BOLD fMRI data revealed that marijuana smokers, tested within 4 to 36 hours of discontinuation, exhibited significantly less activation than controls in the anterior cingulate bilaterally during right- and left-sided finger sequencing as compared to control subjects. These results suggest that recently abstinent chronic cannabis smokers produce reduced activation in motor cortical areas in response to finger sequencing compared to controls.

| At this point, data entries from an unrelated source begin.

PR #2743, opened 2024-02-21
Fixes std::call_once reentrancy problem

avtolstoy:
### Problem

`std::call_once` implementation in libstdc++ is not re-entrant and uses a common shared mutex:

```c++
// XXX: This is not defined in our toolchain, no thread local storage (TLS)
#undef _GLIBCXX_HAVE_TLS
// XXX

  template<typename _Callable, typename... _Args>
    void
    call_once(once_flag& __once, _Callable&& __f, _Args&&... __args)
    {
      // _GLIBCXX_RESOLVE_LIB_DEFECTS
      // 2442. call_once() shouldn't DECAY_COPY()
      auto __callable = [&] {
	  std::__invoke(std::forward<_Callable>(__f),
			std::forward<_Args>(__args)...);
      };
#ifdef _GLIBCXX_HAVE_TLS
      __once_callable = std::__addressof(__callable);
      __once_call = []{ (*(decltype(__callable)*)__once_callable)(); };
#else
      unique_lock<mutex> __functor_lock(__get_once_mutex());
      __once_functor = __callable;
      __set_once_functor_lock_ptr(&__functor_lock);
#endif

      int __e = __gthread_once(&__once._M_once, &__once_proxy);

#ifndef _GLIBCXX_HAVE_TLS
      if (__functor_lock)
        __set_once_functor_lock_ptr(0);
#endif

#ifdef __clang_analyzer__
      // PR libstdc++/82481
      __once_callable = nullptr;
      __once_call = nullptr;
#endif

      if (__e)
	__throw_system_error(__e);
    }
```

### Solution

A workaround for that. Going forward we should ideally get rid of `std::call_once` usage altogether and replace with our own implementation. Supporting `__gthread_xxx` implementations for `std` internals which constantly change between GCC releases is not trivial.

### Steps to Test

Not adding tests as `std::call_once` platform-specific implementations are not exposed to the application anyway.

M SoM build out of this branch should correctly boot in to the application.

### Example App

N/A

### References

N/A

---

### Completeness

- [ ] Added documentation


hal/src/portable/FreeRTOS/bits/gthr-default.h
```diff
@@ -14,8 +14,14 @@
...
 typedef int __gthread_key_t;
-typedef std::atomic_flag __gthread_once_t;
 
+typedef enum __gthread_once_state_t {
+    GTHREAD_ONCE_STATE_NOT_INITIALIZED = 0,
+    GTHREAD_ONCE_STATE_RUNNING = 1,
+    GTHREAD_ONCE_STATE_INITIALIZED = 2
+} __gthread_once_state_t;
+
+typedef std::atomic<__gthread_once_state_t> __gthread_once_t;
```
scott-brust, line 24: The `__gthread_once_t` type is an atomic type with the above enum. 
We use the standard atomic operations to load / compare the once state value and use that to decide if we need to call the once function or not. 

Is this doing the same [thing](https://en.cppreference.com/w/cpp/thread/once_flag) as `once_flag`?
Is that correct?

hal/src/portable/FreeRTOS/bits/gthr.cpp
```diff
@@ -0,0 +1,68 @@
...
+extern std::unique_lock<std::mutex>*& __get_once_functor_lock_ptr();
+
+} // std
+
+// XXX/FIXME: std::call_once platform-specific implementations are not exported to the application
+// so we should probably just get rid of std::call_once altogether and replace with a separate implememntation.
+extern "C" int __gthread_once (__gthread_once_t* once, void (*func) (void))
+{
+    if (once->load(std::memory_order_acquire) == GTHREAD_ONCE_STATE_INITIALIZED) {
+        // Short path, already initialized
```
scott-brust, line 39: This is the case where `func` has already been called once and nothing needs to be done?

hal/src/portable/FreeRTOS/bits/gthr.cpp
```diff
@@ -0,0 +1,68 @@
...
+        return 0;
+    }
+
+    // Make a local copy, this is a workaround for a non-entrant implementation in libstdc++
+    auto callable = std::__once_functor;
+    auto lock = std::__get_once_functor_lock_ptr();
+    if (lock) {
```
scott-brust, line 46: What case would `__get_once_functor_lock_ptr` return a non zero value? 
I see below we set it back to null with `__set_once_functor_lock_ptr(0)`?

hal/src/portable/FreeRTOS/bits/gthr.cpp
```diff
@@ -0,0 +1,68 @@
...
+        // This won't be relocked in <mutex> std::call_once implementation
+        lock->unlock();
+    }
+    // std::__once_functor() is not usable from this point on, local callable should be used
+
+    auto state = GTHREAD_ONCE_STATE_NOT_INITIALIZED;
+    if (once->compare_exchange_strong(state, GTHREAD_ONCE_STATE_RUNNING,
+            std::memory_order_acq_rel)) {
+        // Switched to initializing/running state
+        callable();
```
scott-brust, line 58: This is where the actual one time function is called right?

hal/src/portable/FreeRTOS/bits/gthr.cpp
```diff
@@ -0,0 +1,68 @@
...
+        once->store(GTHREAD_ONCE_STATE_INITIALIZED, std::memory_order_release);
+    } else {
+        // Wait for some other thread to complete initialization
+        while (once->load(std::memory_order_acquire) == GTHREAD_ONCE_STATE_RUNNING) {
```
scott-brust, line 62: The `else` condition here is when the `once` state is something other than `GTHREAD_ONCE_STATE_NOT_INITIALIZED` ?
This can only happen if another thread is calling `__gthread_once` with the same `once` state object?
In this scenario we just yield until the other thread completes and the state variable is equal, then return?
We dont need to do any kind of atomic compare since we are polling it?

scott-brust (approved):
Asked some questions to make sure I understand the behavior

hal/src/portable/FreeRTOS/bits/gthr-default.h
avtolstoy: This is an actual underlying implementation of `std::once_flag`. It's platform-specific, so we have to provide it. This is not new one, I just moved some things around. See deleted `gtrh-default.h`

hal/src/portable/FreeRTOS/bits/gthr.cpp
avtolstoy: Correct.

hal/src/portable/FreeRTOS/bits/gthr.cpp
avtolstoy: Just a precaution, but this should always be not null. This is a pointer to ` unique_lock<mutex> __functor_lock(__get_once_mutex())` created right before call into this function.

hal/src/portable/FreeRTOS/bits/gthr.cpp
avtolstoy: Yes

hal/src/portable/FreeRTOS/bits/gthr.cpp
avtolstoy: This case is for `RUNNING` state: both threads fell through the first `UNINITIALIZED` check, the other thread managed to 'acquire' the atomic and set it to `RUNNING` + run `callable()`, our thread failed to acquire the atomic at that time and just waits for the second thread to complete running `callable()` and set state to INITIALIZED

XuGuohui (approved):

In a second important finding from this investigation, fMR imaging of recent heavy cannabis smokers during the performance of a working memory task who were tested within 6-36 hours of abstinence revealed increased activation of brain regions typically used for spatial working memory tasks, inlcluding the prefrontal cortex and anterior cingulate relative to control subjects. These findings suggest altered processing during the performance of working memory tasks in cannabis smoking subjects during early abstinence.

Sleep Research Laboratory

Cynthia Dorsey, Director

Researchers in the Sleep Research Laboratory continue to work in collaboration with investigators in the Brain Imaging Center to attempt to detect chemical changes in the brain that may be related to sleep disturbance associated with substance abuse and changes in sleep homeostasis. Such chemical changes in the brain are undetectable by more traditional means of assessment which measure only blood flow and glucose metabolism. Recent preliminary data obtained from control subjects studied in the 4-Tesla scanner replicated the investigators' previous findings using the 1.5 T of an increase in beta-NTP, a correlate of ATP, on the morning after a night of recovery sleep immediately following sleep deprivation. The 4T study results also showed a significant increase in beta-NTP on the morning after sleep deprivation, before recovery sleep. Methadone-maintained individuals are being studied using the same protocol. Continuing research on the effects of sleep deprivation on brain chemistry in those who are drug dependent may lead to a better understanding of changes in sleep as a function of substance abuse and withdrawal-related insomnia as an important contributor to relapse.